## Problem
Your answer should be the records below, repeated exactly as they stand.

==== Material for this exercise

PR #6972, opened 2020-04-30
Move stripe webhooks to /api/v1/stripe_hooks

Gregoor:


kuma/api/v1/views.py
```diff
@@ -1,17 +1,25 @@
 import json
+import os
```
peterbe, line 2: This file is getting so huge now! We might need to break it up into `api/v1/views/subscriptions.py` and `api/v1/views/search.py` etc.

Gregoor:
CI is confusing me. I'm getting
```
$ docker-compose exec web black kuma --check --diff kuma docs tests
All done! ✨ � ✨
448 files would be left unchanged.
```

Gregoor:
back on master 🚀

========

## Answer to the exercise
PR #6972, opened 2020-04-30
Move stripe webhooks to /api/v1/stripe_hooks

Gregoor:


kuma/api/v1/views.py
```diff
@@ -1,17 +1,25 @@
 import json
+import os
```
peterbe, line 2: This file is getting so huge now! We might need to break it up into `api/v1/views/subscriptions.py` and `api/v1/views/search.py` etc.

Gregoor:
CI is confusing me. I'm getting
```
$ docker-compose exec web black kuma --check --diff kuma docs tests
All done! ✨ � ✨
448 files would be left unchanged.
```

Gregoor:
back on master 🚀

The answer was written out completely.